Are you able to retype all the records below exactly?

━━ Material provided ━━

PR #1155, opened 2026-03-13
Enable slicing for the FusedSDPA

yangulei:
FusedSDPA can be split into smaller chunks to improve performance while using the padding-aware bucketing strategy which guarantees the max absolute padding in the sequence and context dimensions.

## Usage
| Parameter name                           | Description                                                                                  | Default value                               |
| ---------------------------------------- | -------------------------------------------------------------------------------------------- | ------------------------------------------- |
| `VLLM_HPU_FSDPA_SLICE_ENABLED`           | Enable the slicing.                                                                          | `True` for padding-aware bucketing strategy |
| `VLLM_HPU_FSDPA_SLICE_SEQ_LEN_THLD`      | KV length threshold above which slicing is applied.                                          | `min(max_num_batched_tokens, 8192)`         |
| `VLLM_HPU_FSDPA_SLICE_CHUNK_SIZE`        | Chunk size for `q_len` and `kv_len` in each chunk. Rounded up to the next multiple of 1024.  | `VLLM_HPU_FSDPA_SLICE_SEQ_LEN_THLD // 2`    |
| `VLLM_HPU_FSDPA_SLICE_WITH_GRAPH_BREAKS` | Places each chunk in a separate graph to reduce compilation time.                            | `true` for lazy mode and `false` otherwise  |

> [!IMPORTANT]
> These parameters are effective only with the padding-aware bucketing strategy set by `VLLM_BUCKETING_STRATEGY="pad"`.

## Implementation
Take the prefix-prefill with `[bs, query, context] = [1, 9037, 8832]` as an example. The prefill shape will first be padded to `[1, 10880, 11008]` by the bucketing. The attention mask will be looks like:
fsdpa_apc_b1_s9037_c8832_pb1_ps10880_pc11008_attention_mask

> Not that there are padding in query and context dimensions.

The original implementation pass the full attention mask to the FusedSDPA kernel.

This PR introduced an implementation to calculate the FSDPA in chunks by slicing the `Q`, `K` and `V` as below:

━━━

## Exercise response
PR #1155, opened 2026-03-13
Enable slicing for the FusedSDPA

yangulei:
FusedSDPA can be split into smaller chunks to improve performance while using the padding-aware bucketing strategy which guarantees the max absolute padding in the sequence and context dimensions.

## Usage
| Parameter name                           | Description                                                                                  | Default value                               |
| ---------------------------------------- | -------------------------------------------------------------------------------------------- | ------------------------------------------- |
| `VLLM_HPU_FSDPA_SLICE_ENABLED`           | Enable the slicing.                                                                          | `True` for padding-aware bucketing strategy |
| `VLLM_HPU_FSDPA_SLICE_SEQ_LEN_THLD`      | KV length threshold above which slicing is applied.                                          | `min(max_num_batched_tokens, 8192)`         |
| `VLLM_HPU_FSDPA_SLICE_CHUNK_SIZE`        | Chunk size for `q_len` and `kv_len` in each chunk. Rounded up to the next multiple of 1024.  | `VLLM_HPU_FSDPA_SLICE_SEQ_LEN_THLD // 2`    |
| `VLLM_HPU_FSDPA_SLICE_WITH_GRAPH_BREAKS` | Places each chunk in a separate graph to reduce compilation time.                            | `true` for lazy mode and `false` otherwise  |

> [!IMPORTANT]
> These parameters are effective only with the padding-aware bucketing strategy set by `VLLM_BUCKETING_STRATEGY="pad"`.

## Implementation
Take the prefix-prefill with `[bs, query, context] = [1, 9037, 8832]` as an example. The prefill shape will first be padded to `[1, 10880, 11008]` by the bucketing. The attention mask will be looks like:
fsdpa_apc_b1_s9037_c8832_pb1_ps10880_pc11008_attention_mask

> Not that there are padding in query and context dimensions.

The original implementation pass the full attention mask to the FusedSDPA kernel.

This PR introduced an implementation to calculate the FSDPA in chunks by slicing the `Q`, `K` and `V` as below:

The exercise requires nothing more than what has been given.